14.3 The Large-Scale Functional Networks
The DMN was first noted by Marcus Raichle and colleagues in 2001, when they noted areas in the anteromedial frontal lobe, the posterior cingulate cortex (PCC), and the lateral parietal lobe that were activated only in the task-negative state. Since then, thousands of reports confirm these areas to activate on correlated time courses (thus forming a functional network), and to anticorrelate with several other networks involved in performing externally directed goals, notably the CTRL network. The DMN is probably the most consistently identifiable network in the brain that is involved in numerous complex cognitive abilities, such as speech, theory of mind, and memory, among others.
Fig. 14‑1 provides a simple schematic of DMN–CTRL interactions.

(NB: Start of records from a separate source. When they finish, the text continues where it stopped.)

PR #22666, opened 2025-03-20
Add a puzzle Input to Hangman Component

sunnyariess:
[qol]
## About the PR 
Adds an input field to the hangman component, letting "Puzzle" be set by other components.

## Why's this needed? 
More mechcomp interactability, you no longer need to necessarily set it with a multitool.


ZeWaka (commented):
how is this different than the other one, its unclear

sunnyariess:
> how is this different than the other one, its unclear

currently, the only way to modify "Puzzle" is through a multitool, this lets you do it remotely through other components without manual input;
i did copy and paste the code because the logic is handled elsewhere, so i thought itd be fine :]

PR #23292, opened 2025-05-05
Adjust screen wiggle fix sleep times

Sovexe:
## About the PR 
* The screen fix wiggle sometimes doesn't work on live, usually on server 4 and on donut 3
* Terrible code until tgui fix for byondui

## Why's this needed? 
* There's a bit of a race condition with this fix


ZeWaka (approved):
This is so sad deapacito

ZeWaka:
Please no I'm begging 😭😭😭😭

ZeWaka:
please lummox 😿😿😿

Sovexe:
So...this has been working, as bad of a workaround as trying to time for a race condition is...it can still fail at times but often gets resized properly.  I really don't want to extend the spawn even further either

PR #23299, opened 2025-05-06
IV stands only flash when connected to person

pgmzeta:
[qol][game objects][medical]
## About the PR 
Tweak the icon_state names for IV stands to make it clearer what each state represents

## Why's this needed? 
right now iv stands flash whenever there's a bag attached, but i think it makes more sense to flash when someone's hooked up to it,  like the dialysis machine


DisturbHerb:
As the original author: the intent follows real world examples as they flash to alert for errors such as line occlusion or if the IV bag is empty, while not flaahing during normal operation. I strenuously oppose reversing this from the current implementation.

PR #23302, opened 2025-05-06
TGUI Access Pro/Lite

JORJ949:
## About the PR 
Changes the Access Pro and Access Lite to have a TGUI window of access instead of requiring an inserted ID or scanned access
Advantages of Pro over Lite are now:
- More access options, especially in command and security.
image

- Can affect non-airlock objects (that allow reprogramming)
- Can affect objects that already have access requirements.

## Why's this needed? 
The access "guns" are presently very clunky and not really worth carrying, especially the AccessPro which requires you to already know what access you will want to edit and you have an ID with those accesses already. 
Access Lite is also not great as they require map knowledge and for you to know which doors will have the access you want, instead just have them be unable to apply some of the more complex accesses (QM Console, Medical lockers, most sec/command accesses)

Also fixes the AccessLite being unable to program any airlock right now.

## Changelog 

```changelog
(u)JORJ949
(*)The Access Pro and Access Lite now have a UI window that you can select accesses from.
```


pgmzeta:
good for the pro but the lite should keep its copy+paste functionality imo

PR #23304, opened 2025-05-06
Whisper Maptext

Mister-Moriarty:
## About the PR:
Enables whisper maptext.

## Why's this needed?
By far the most requested thing in the say rework channel.

## Changelog:
```changelog
(u)Mr. Moriarty
(+)Whispers now display maptext.
```

### DIFF
--- a/code/modules/speech/message_modifiers/whisper.dm
+++ b/code/modules/speech/message_modifiers/whisper.dm
@@ -14,7 +14,6 @@
 /datum/message_modifier/postprocessing/whisper/process(datum/say_message/message)
 	. = message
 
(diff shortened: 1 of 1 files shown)


JORJ949:
Is there any special indication that its a whisper rather than something being spoken aloud? If someone's whispering to me vs speaking fully I think that should be noticable at a glance.

Mister-Moriarty:
> Is there any special indication that its a whisper rather than something being spoken aloud in the maptext? If someone's whispering to me vs speaking fully I think that should be noticable at a glance.

Yes, it's italicised, like the text in the chat window.

JORJ949 (approved):

444Portal (approved):

PR #23305, opened 2025-05-06
Lawbringer works regardless of speech affects

FlameArrow57:
[GAME OBJECTS][QoL]

## About the PR 
Allows the Lawbringer to work even if you are stammering, and when playing with a lizard or cow mutantrace

## Why's this needed? 
Would be cool to be able to any phrase when playing with a different mutantrace.

Also would be nice to use the Lawbringer when you are stammering

## Changelog 

```changelog
(u)FlameArrow57
(+)The Lawbringer is no longer affected by speech affects or mutantrace
```

### DIFF
--- a/code/modules/speech/modules/listen/effects/lawbringer.dm
+++ b/code/modules/speech/modules/listen/effects/lawbringer.dm
@@ -43,7 +43,7 @@
 		lawbringer.UpdateIcon()
 		return
 
-	var/text = lawbringer.sanitize_talk(message.content)
+	var/text = lawbringer.sanitize_talk(message.original_content)
 	if (!lawbringer.fingerprints_can_shoot(H))
 		if (src.valid_modes[text])
 			global.random_burn_damage(H, 50)


JORJ949:
This is a pretty large buff, lets you use it after eating your very powerful pasta or when an antag has attacked you causing bloodloss, disorient or other reason's you'd be unable to talk properly.

Mister-Moriarty (approved):
The code is good.
I have no strong opinions on the balance implications of this.

TobleroneSwordfish:
I think the stammering thing is a nice little detail that antags can play around.

444Portal:
No real opinions either way on stammering but all mutantraces should be able to use the Lawbringer with no strings attached. Fan of that!

TobleroneSwordfish:
Closing this and #23342 for the same reasons: stammering breaking mode switching is an intentional mechanic and we already have aliases for mutantraces to use the lawbringer.

PR #23313, opened 2025-05-06
Refactors Ability Buttons Into Speech Prefixes

Mister-Moriarty:
[Player Actions] [Feature] [QoL]

## About The PR:
Refactors the Hivechat, Thrallchat, and Kudzuchat abilities into say prefixes, so that they may be accessed through the Y radio menu, which has been retooled into a more general channel selector.

These channels may also be accessed through the `:hive`, `:thrall`, and `:kudzu` prefixes, although the intended method is the channel selector.

## Why's This needed?
QoL that the say rework enables. Also a prerequisite for Wraithchat and for removing the remaining ghostdrone speech jank.

## Changelog:
```changelog
(u)Mr. Moriarty
(+)Hivechat, Thrallchat, and Kudzuchat are now accessed through the Y menu instead of through abilities.
```


TobleroneSwordfish (approved):
Very cool

Mister-Moriarty:
> How do I as a player know these prefixes exist?

They appear in the `Y` menu as options. There's no indication to the player that prefixes like `:hive` exist currently, but they could be communicated to the player in the antag tips text, if you wish. I don't see them getting much use due to typing indicators though.

ZeWaka:
I pretty much exclusively use the command bar, and never use Y. Adding these to the antag popup would be greatly appreciated

PR #23315, opened 2025-05-06
Speech/Listen Module Tree Admin Panels

Mister-Moriarty:
[Admin] [Feature] [QoL]

## About The PR:
Implements admin panels for module trees, allowing for modules to be easily added, removed, and modified. The editors also permit for the modification of parents; origins; auxiliary, importing, and exporting trees; target trees for auxiliary trees; default speech channel; say language; and so on.

## Why's This Needed?
Say rework admin tools.


mordent-goonstation:
DNM until we're on 516, avoiding more tgui reworking than we already have to do.

mordent-goonstation:
Not reviewing code, but that diagonal style on the sections is non-standard as heck and I have no idea if it's conveying something.

ZeWaka (approved):

PR #23319, opened 2025-05-06
Lawbringers check every word for mode change

JORJ949:
## About the PR 
Lawbringers will now check every word in a spoken message rather than it only working if the entire message is a valid one, prioritising the first one in a message if there are multiple.
image
Also fixes a bug where lawbringers would always change mode even when their loc was not the user.

## Why's this needed? 
I think it would be really funny to say "I'm gonna get you CLOWN!!!" and have the lawbringer change to clown mode, or say "Lawbringer, activate ASSAULT laser.". May result in accidental mode changes for example if still being held while saying "You are under arrest for assault" Then it will end up on High Power, but this is funny.

## Changelog 

```changelog
(u)JORJ949
(+)Lawbringers now check every word in a message for mode selection rather than the entire message.
```

### DIFF
--- a/code/modules/speech/modules/listen/effects/lawbringer.dm
+++ b/code/modules/speech/modules/listen/effects/lawbringer.dm
@@ -44,15 +44,18 @@
 		return
 
 	var/text = lawbringer.sanitize_talk(message.content)
-	if (!lawbringer.fingerprints_can_shoot(H))
-		if (src.valid_modes[text])
+	var/list/words = splittext(text, " ")
+
+	for(var/word in words)
+		if(!src.valid_modes[word])
+			continue
+		if (!lawbringer.fingerprints_can_shoot(H))
 			global.random_burn_damage(H, 50)
 			H.changeStatus("knockdown", 4 SECONDS)
 			global.elecflash(lawbringer, power = 2)
 			H.visible_message(SPAN_ALERT("[H] tries to fire [lawbringer]! The gun initiates its failsafe mode."))
-
+			return
+		lawbringer.change_mode(H, word)
+		H.update_inhands()
+		lawbringer.UpdateIcon()
 		return
-
-	lawbringer.change_mode(H, text)
-	H.update_inhands()
-	lawbringer.UpdateIcon()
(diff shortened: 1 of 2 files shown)


code/obj/item/gun/energy.dm
```diff
@@ -1612,7 +1612,7 @@ TYPEINFO(/obj/item/gun/energy/lawbringer)
 	//just remove all capitalization and non-letter characters
 	proc/sanitize_talk(var/msg)
 		//find all characters that are not letters and remove em
```
TobleroneSwordfish, line 1614: These comments are now wrong, the regex now allows whitespace

code/modules/speech/modules/listen/effects/lawbringer.dm
```diff
@@ -44,15 +44,18 @@
...
+	var/list/words = splittext(text, " ")
+
+	for(var/word in words)
+		if(!src.valid_modes[word])
+			continue
+		if (!lawbringer.fingerprints_can_shoot(H))
 			global.random_burn_damage(H, 50)
 			H.changeStatus("knockdown", 4 SECONDS)
 			global.elecflash(lawbringer, power = 2)
 			H.visible_message(SPAN_ALERT("[H] tries to fire [lawbringer]! The gun initiates its failsafe mode."))
```
TobleroneSwordfish, line 56: This code doesn't appear to work on master and so should probably be removed rather than fixed (I don't think 50 burn damage and a stun for trying to change mode on a gun you can shoot anyway is a good idea)

TobleroneSwordfish (changes requested):

code/modules/speech/modules/listen/effects/lawbringer.dm
JORJ949: That's because it runs the are_you_the_law check and returns way earlier, that just reimplements the fingerprints_can_shoot check

JORJ949: One minor thing this changes now is that if the lawbringer has no owner (meaning not picked up yet) anyone can change its mode but that's not really an issue, you still have to hold it while not being its owner to I AM THE LAW it .

JORJ949: Actually seems like this may be a speech rework bug where it doesnt check if its equipped before changing mode.

PR #23328, opened 2025-05-07
Tweak nanite balance

pgmzeta:
[balance][critters]
## About the PR 
When nanites are dying, they will no longer attack or start chasing you.
Nanites have "generations", each generation has a slightly lower chance of reforming into nanites again
The baseline reform rate is now 50%, which is divided by the generation count (e.g. 50% at gen 1, 25% at gen 2, 50/3 ~17% at gen 3, etc.)

## Why's this needed? 
Now that nanites are more common, they feel a little too strong. This doesn't lower their direct damage, but tweaks two aspects that feel the most unfair:
1. They can attack when they are a little dust pile
2. You can theoretically get infinite spawns. while it'll be more common to get a second, it'll be less common to have e.g. 6 of them spawn off one nanite spawn.


TobleroneSwordfish (approved):
Now we just need them to be visible!

Issue #22087, opened 2025-01-23
Running programs like teleman via command substitution in a script, may freeze the DWAINE terminal


CrimsonNode:
### Labels

[BUG] [MINOR] [STATION SYSTEMS]

### Description

Using command substitution, $() , with programs like teleman, may cause the Terminal to freeze completely. Requiring you to disconnect and reconnect to restore functionality

### Steps to reproduce

1. Use the following script:
`#!`
`eval $(teleman coords 50 50 1) $(teleman send)`
`eval $(teleman coords 50 50 1) $(teleman send)`
`eval $(teleman coords 50 50 1) $(teleman send)`
`echo Done!`
(Only one eval line can cause the issue as well, but using more increases the chances of it happening.)

2. Try running the script a few times.

3. Terminal freezes

### Expected Behavior

Script running normally.

### Additional Information & Screenshots

Not really familiar with DM but `"var/tmp/obj/item/disk/data/holder"` inside `computerfiles.dm` turning `null` seems to cause the problem.

This seems to be an issue caused by a recent change regarding DWAINE since I have been using a similar syntax for months in one of my scripts and didn't have any problems before. It seems to happen semi-randomly. 

Might also be a problem with how teleman and "$()" interacts but I am not really sure. Code was far too complex for me xd

CrimsonNode:
Hey again! PR #22024  seems to have caused the problem. I'm not exactly sure how it caused this, but I just wanted to mention it in case it might be helpful!

CrimsonNode:
Changed the title because problem isnt seem to be linked to"eval" keyword but linked to the command substitution , $(). Since I was able to replicate it with using echo.

PR #23334, opened 2025-05-07
Enhance mainframe stability while scripting

CrimsonNode:
[GAME OBJECTS][STATION SYSTEMS][BUG][QOL]
## About the PR

This PR introduces two small bugfixes for the mainframe to better handle:

1.  **Improved Exit Handling When Parent Task is Disposed:** 
	* A new variable, `var/tmp/datum/computer/file/mainframe_program/shell/base_shell_instance`, has been added to `/datum/mainframe2_user_data`. This variable stores the base shell instance for the user who logged into that shell.
	* The kernel's program exit logic (`DWAINE_COMMAND_EXIT`) now includes an additional check. It verifies if the parent task of the program being exited (`quitparent`) is still active. If the parent task has been disposed, control is now returned to the user's base shell instance instead.

2.  **Better Mainframe Recovery from Recursion Errors:** If the mainframe encounters a "maximum recursion level" exception, it will now:
	* Broadcast a notification message to all users connected to this mainframe about the error.
    * And will perform a clean reboot (unload all programs, log all users off from that mainframe, re-initialize the Kernel and reconnect all devices).
	* To help with logging all users off, a helper command `logout_all_users` has been added to `/datum/computer/file/mainframe_program/os/kernel/proc/`
	* `unload_all()` inside the `/obj/machinery/networked/mainframe` has been updated to log all users off, before unloading all programs and os. This makes sure, after a reboot user can log back into their old user account instead of creating a new one.
	* Rebooting logic has been written inside a small proc called `reboot_mainframe()`

## Why's this needed?

These issues were identified primarily while working with DWAINE scripts.

The first problem, related to exit handling, appeared to be related to the `SLEEP()` command used by the `s_telepad` driver. When `SLEEP()` is executed, it pauses the current process (and its callers). However, the mainframe still continues to process connected terminals. This creates a problem where if we are using `teleman()` inside a script, the parent shell of the `teleman` program we called, could be processed and disposed of before the `teleman` program itself finishes. Consequently, when `teleman` eventually calls `DWAINE_COMMAND_EXIT`, it attempts to return control to its parent shell, which no longer exists. This leaves the user with a disposed shell as their current program. Should hopefully fix: #22087 

This fix ensures that `user.current_prog` will, at worst, revert to the user's base shell instance, preventing the terminal from being stuck in a non-functional state. There may be a better way to prevent this from happening in the first place, but at least this will allow Kernel to handle it more gracefully. In past, terminal used to completely freeze until you log out and back in.

The second problem addresses how the mainframe handles maximum recursion errors. Since commands simlar to `teleman`, can have long execution times, the likelihood of encountering such an exception increases. Previously, these errors would cause the mainframe to unload all programs and set the OS to null. This rendered the mainframe completely unresponsive, requiring someone to manually reboot the mainframe by powering it off and on. Users would often only discover this problem when they were unable to reconnect.

The new handling allows the mainframe to inform its users about the exception and then initiate a self-reboot, restoring its services without requiring manual help. This part of the PR doesn't change anything about how mainframe performs recursive functions, only changes how a maximum recursion exception is handled.

This is my first time working with DM, apologies for any possible errors.

## Changelog
```changelog
(u) CrimsonNode
(+) Computer terminals should hopefully crash less when scripting.
(+) The mainframe can now recover from errors caused by recursive scripts by performing a self-reboot, instead of requiring a manual-reboot.
```


code/modules/networks/computer3/mainframe2/mainframe2.dm
```diff
@@ -564,6 +567,8 @@
 			return 1
 
 		unload_all()
+			if (src.os && hascall(src.os, "message_all_users"))
+				src.os:logout_all_users(FALSE) // Lets logout all users so when the mainframe reboots, they can log into their old user account, instead of creating a new user.
```
TobleroneSwordfish, line 571: ditto

CrimsonNode: I see! I will probably move those 2 inside /kernel then!

PR #23342, opened 2025-05-07
Detgadget hat works regardless of speech affects

FlameArrow57:
[GAME OBJECTS][FEATURE]

## About the PR 
Allows the detgadget hat to work regardless of speech affects like drunk speech or mutantrace

## Why's this needed? 
Would be cool, also using the detdaget hat while drinking tons of alcohol would be epic

## Changelog 

```changelog
(u)FlameArrow57
(+)The Detgadget hat works regardless of speech affects like drunk speech
```

### DIFF
--- a/code/modules/speech/modules/listen/effects/detgadget.dm
+++ b/code/modules/speech/modules/listen/effects/detgadget.dm
@@ -6,12 +6,12 @@
 	if (!istype(hat) || !ismob(message.speaker))
 		return
 
-	var/phrase_location = findtext(message.content, hat.phrase)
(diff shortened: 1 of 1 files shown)


JORJ949:
Same thing as with the lawbringer but to a much lesser extent as it isn't a weapon in that this is something antagonists can play around and I like that.

TobleroneSwordfish:
Closing this and #23305 for the same reasons: stammering breaking voice activated things is an intentional mechanic, mutantraces can set their own detgadget aliases.

PR #23345, opened 2025-05-07
Change up wizard Empower spell

FlameArrow57:
[GAME MODES][BALANCE]

## About the PR 
Makes the following changes:
-Reduces Empower spell duration/CD to 15s/30s from 30s/45s
-Empower removes stun knockdowns on use

## Why's this needed? 
Empower is meant to be a temporary burst of strength. However, 30 seconds feels too long in that you can't really play around it, and it can be combined with other offensive spells already

Also adds some utility in a get out of stuns buff

## Changelog 

```changelog
(u)FlameArrow57
(+)Wizard empower spell duration and CD reduced to 15s/30s from 30s/45s. It now also removes knockdown status effect on use.
```

### DIFF
--- a/code/modules/antagonists/wizard/abilities/mutate.dm
+++ b/code/modules/antagonists/wizard/abilities/mutate.dm
@@ -3,7 +3,7 @@
 	desc = "Temporarily superpowers your body and grants a burst of strength."
 	icon_state = "mutate"
 	targeted = 0
-	cooldown = 30 SECONDS
+	cooldown = 35 SECONDS
 	requires_robes = 1
 	offensive = 1
 	voice_grim = 'sound/voice/wizard/MutateGrim.ogg'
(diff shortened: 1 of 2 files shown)


code/modules/antagonists/wizard/abilities/mutate.dm
```diff
@@ -25,9 +25,10 @@
 			holder.owner.bioHolder.AddEffect("hulk", 0, 0, 0, 1)
 		APPLY_ATOM_PROPERTY(holder.owner, PROP_MOB_PASSIVE_WRESTLE, "empower")
 		APPLY_ATOM_PROPERTY(holder.owner, PROP_MOB_STAMINA_REGEN_BONUS, "empower", 5)
-		var/SPtime = 150
+		src.holder.owner.delStatus("knockdown")
```
TobleroneSwordfish, line 28:
```suggestion
		src.holder.owner.remove_stuns()
```
there's more than one type of stun

TobleroneSwordfish (changes requested):
You can cast this ability while stunned, right?

FlameArrow57:
> You can cast this ability while stunned, right?

Yeah, tested it with baton

flappybatpal:
It might be a bit short but I do think it was too long so it's worth a try.

PR #24610, opened 2025-09-07
Split Jobs.dm into multiple files

JORJ949:
## About the PR 
Splits Jobs.dm into multiple files. 
Noticable change: Special jobs are ordered differently in the controller (staple jobs remain the same as they are handled differently) and thus appear in a different order in the respawn as job list and the Job controls panel (and probably some other places). They are now ordered NT - Syndie - Halloween - Random(the ones randomly picked each round) - All the rest (in the same order they were before).

## Why's this needed? 
Jobs.dm is 3000 lines long and every new job adds more and more, splitting them up into files allows you to find the job you're looking for easier, and makes adding new jobs not add to this 3k line file.

## Testing 
image


code/datums/jobs/job_parent.dm
```diff
@@ -0,0 +1,247 @@
...
+
+#define NANOTRASEN_LINK_COLOR "#3348ff"
+#define SYNDICATE_LINK_COLOR "#800"
+
+#define ANNOUNCE_ORDER_CAPTAIN 5
+#define ANNOUNCE_ORDER_HOP 4
+#define ANNOUNCE_ORDER_HOS 3
+#define ANNOUNCE_ORDER_HEADS 2
+#define ANNOUNCE_ORDER_LAST 1
+#define ANNOUNCE_ORDER_NEVER 0
```
Mister-Moriarty: Instead of defining these here, I'd move them to `_std/defines/jobs.dm`.
Defining them here makes them available to all code parsed after this file but not before; defines should either be global (hence the `_std/defines` folder) or local (undefined at end of file).

(I wish we had namespaces.)

JORJ949: I was going to do that but forgot where the file was and then that i was going to so that, thanks.

PR #24617, opened 2025-09-08
Syndicate description macro

JORJ949:
## About the PR 
Adds a macro for adding traitor (and spief) only descriptions to objects, intended for stealth items that you wouldn't want to get mixed up with the real deal, but only applied to the syndicate shrub for this PR

## Why's this needed? 
Lays the groundwork for simpler adding of identifiable descriptions to syndicate stealth items

## Testing 
Syndicate shrub description works as intended, "latest in spy tech" as syndie/spief, "is that an antenna" otherwise.

### DIFF
--- a/_std/macros/descriptions.dm
+++ b/_std/macros/descriptions.dm
@@ -1,0 +1,7 @@
+// Macro to quickly add syndicate-specific descriptions to stealth items to make them easily identifiable to traitors (and spiefs who use their gear)
+#define SYNDICATE_STEALTH_DESCRIPTION(TYPE, syndie_desc, alt_desc) \
+	TYPE/get_desc(dist, mob/user) { \
+		..(); \
+		if(istrainedsyndie(user) || isspythief(user)) {. += SPAN_ALERT("<b> [syndie_desc]</b>")} \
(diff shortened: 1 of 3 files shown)


_std/macros/descriptions.dm
```diff
@@ -0,0 +1,7 @@
+// Macro to quickly add syndicate-specific descriptions to stealth items to make them easily identifiable to traitors (and spiefs who use their gear)
+#define SYNDICATE_STEALTH_DESCRIPTION(TYPE, syndie_desc, alt_desc) \
```
ZeWaka: what is alt desc

this is not clearly explained in the comment

_std/macros/descriptions.dm
```diff
@@ -0,0 +1,7 @@
+// Adds a syndicate only description to any type. syndie_desc is shown to syndies and spiefs, alt_desc is shown to everyone else, both are optional.
+#define SYNDICATE_STEALTH_DESCRIPTION(syndie_desc, alt_desc) \
+	get_desc(dist, mob/user) { \
+		..(); \
```
Tarmunora:
```suggestion
		. = ..(); \
```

The salience network is a third network which appears to be the key in this transition. Failure to alternate these networks has been found in minimally conscious and vegetative patients, and it has been shown to be impaired in schizophrenics with severe negative symptoms. Thus, it seems reasonable to hypothesize that disruption of this system might impair patients’ ability to organize their thoughts, create a plan, and transition toward executing the plan, though obviously this is a complex process.
14.3.1 Network Anatomy
The Human Connectome Project (HCP) recently published their scheme for parcellating the human neocortex based on functional connectivity and physical characteristics. Fig. 14‑2 provides an example of the scheme which we have heavily utilized to describe brain connectivity in ways which can be compared, reproduced, and utilized by surgeons. Next we describe the anatomy of the large-scale functional networks in HCP parcellation format, based on coordinate based meta-analysis, combined with diffusion spectrum tractography to provide the best possible anatomic model for these networks, given existing technology. There is extreme interindividual variability in the human cortex, and gliomas can cause functional reorganization, so these models are merely the starting point in the discussion, but a key starting point compared to a previous lack of knowledge of these areas.